PR #1795, opened 2024-03-11
Extend Actor::shutdown() to allow shutting down in `HARD` mode

jp4a50:
Doing a `hard` shutdown aborts the IO context and therefore stops execution of all in-flight requests.


jasnell (approved):
only looking at the code change itself, LGTM. Should have someone more familiar with DO in general review also tho.

src/workerd/io/worker.h
```diff
@@ -673,21 +673,42 @@ class Worker::Actor final: public kj::Refcounted {
   // support publicly).
   void ensureConstructed(IoContext&);
 
-  // Forces cancellation of all "background work" this actor is executing, i.e. work that is not
-  // happening on behalf of an active request. Note that this is not a part of the dtor because
-  // IoContext objects prolong the lifetime of their Actor.
+
+  // Revokes access to storage and forces cancellation of all "background work" this actor is
```
MellowYarker, line 677: nit: Maybe this comment should be immediately above `shutdown()` below?

MellowYarker (approved):

src/workerd/io/worker.c++
```diff
@@ -3380,10 +3385,19 @@ void Worker::Actor::setIoContext(kj::Own<IoContext> context) {
...
   auto& limitEnforcer = context->getLimitEnforcer();
   impl->ioContext = kj::mv(context);
-  impl->metricsFlushLoopTask = impl->metrics->flushLoop(impl->timerChannel, limitEnforcer)
-      .eagerlyEvaluate([](kj::Exception&& e) {
-    LOG_EXCEPTION("actorMetricsFlushLoop", e);
+  impl->onShutdownTask = onShutdown().then(
+      [&context = KJ_ASSERT_NONNULL(this->impl->ioContext)](ShutdownContext shutdown) mutable {
+    if (shutdown.mode == ShutdownMode::HARD) {
+      context->abort(kj::mv(shutdown.error).orDefault(KJ_EXCEPTION(
+          FAILED, "broken.ignored; jsg.internal-error; actor was "
```
justin-mp, line 3392: Dumb question: is this the right error string to be using?  The string `internal-error` only appears here and src/workerd/jsg/exception.h doesn't seem to list internal-error as one of the `JSG_ERROR_` types.

justin-mp (approved):

src/workerd/io/worker.h
```diff
@@ -673,21 +673,42 @@ class Worker::Actor final: public kj::Refcounted {
...
 
+  struct ShutdownContext {
+    // The mode passed to `shutdown()`.
+    ShutdownMode mode;
+    // The error passed to `shutdown()`.
+    kj::Maybe<kj::Exception> error;
+  };
   // Get a promise that resolves when `shutdown()` has been called.
-  kj::Promise<void> onShutdown();
+  kj::Promise<ShutdownContext> onShutdown();
```
kentonv, line 711: I guess this is a little weird now -- what if shutdown() is called multiple times, first SOFT and then HARD? Maybe we need separate onSoftShutdown() and onHardShutdown()?

jp4a50: I think I'm going to shelve this PR now that we've decided we don't need to abort in-flight requests in any of the cases we discussed yesterday.

But it might be nice to revive it later since having a minimal set of shutdown modes that always leave the DO in a well-defined state regardless of what triggered the shutdown would probably make this stuff easier to reason about. And yeah I agree that, if I do revive it, I should probably handle hard shutdown coming after soft shutdown.

jp4a50:
Closing this since there's no immediate need for it.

┄┄┄┄┄┄┄┄┄┄┄┄┄┄┄┄┄┄┄┄

The answer should consist of every record above, copied exactly.

> _Response to the exercise_
PR #1795, opened 2024-03-11
Extend Actor::shutdown() to allow shutting down in `HARD` mode

jp4a50:
Doing a `hard` shutdown aborts the IO context and therefore stops execution of all in-flight requests.


jasnell (approved):
only looking at the code change itself, LGTM. Should have someone more familiar with DO in general review also tho.

src/workerd/io/worker.h
```diff
@@ -673,21 +673,42 @@ class Worker::Actor final: public kj::Refcounted {
   // support publicly).
   void ensureConstructed(IoContext&);
 
-  // Forces cancellation of all "background work" this actor is executing, i.e. work that is not
-  // happening on behalf of an active request. Note that this is not a part of the dtor because
-  // IoContext objects prolong the lifetime of their Actor.
+
+  // Revokes access to storage and forces cancellation of all "background work" this actor is
```
MellowYarker, line 677: nit: Maybe this comment should be immediately above `shutdown()` below?

MellowYarker (approved):

src/workerd/io/worker.c++
```diff
@@ -3380,10 +3385,19 @@ void Worker::Actor::setIoContext(kj::Own<IoContext> context) {
...
   auto& limitEnforcer = context->getLimitEnforcer();
   impl->ioContext = kj::mv(context);
-  impl->metricsFlushLoopTask = impl->metrics->flushLoop(impl->timerChannel, limitEnforcer)
-      .eagerlyEvaluate([](kj::Exception&& e) {
-    LOG_EXCEPTION("actorMetricsFlushLoop", e);
+  impl->onShutdownTask = onShutdown().then(
+      [&context = KJ_ASSERT_NONNULL(this->impl->ioContext)](ShutdownContext shutdown) mutable {
+    if (shutdown.mode == ShutdownMode::HARD) {
+      context->abort(kj::mv(shutdown.error).orDefault(KJ_EXCEPTION(
+          FAILED, "broken.ignored; jsg.internal-error; actor was "
```
justin-mp, line 3392: Dumb question: is this the right error string to be using?  The string `internal-error` only appears here and src/workerd/jsg/exception.h doesn't seem to list internal-error as one of the `JSG_ERROR_` types.

justin-mp (approved):

src/workerd/io/worker.h
```diff
@@ -673,21 +673,42 @@ class Worker::Actor final: public kj::Refcounted {
...
 
+  struct ShutdownContext {
+    // The mode passed to `shutdown()`.
+    ShutdownMode mode;
+    // The error passed to `shutdown()`.
+    kj::Maybe<kj::Exception> error;
+  };
   // Get a promise that resolves when `shutdown()` has been called.
-  kj::Promise<void> onShutdown();
+  kj::Promise<ShutdownContext> onShutdown();
```
kentonv, line 711: I guess this is a little weird now -- what if shutdown() is called multiple times, first SOFT and then HARD? Maybe we need separate onSoftShutdown() and onHardShutdown()?

jp4a50: I think I'm going to shelve this PR now that we've decided we don't need to abort in-flight requests in any of the cases we discussed yesterday.

But it might be nice to revive it later since having a minimal set of shutdown modes that always leave the DO in a well-defined state regardless of what triggered the shutdown would probably make this stuff easier to reason about. And yeah I agree that, if I do revive it, I should probably handle hard shutdown coming after soft shutdown.

jp4a50:
Closing this since there's no immediate need for it.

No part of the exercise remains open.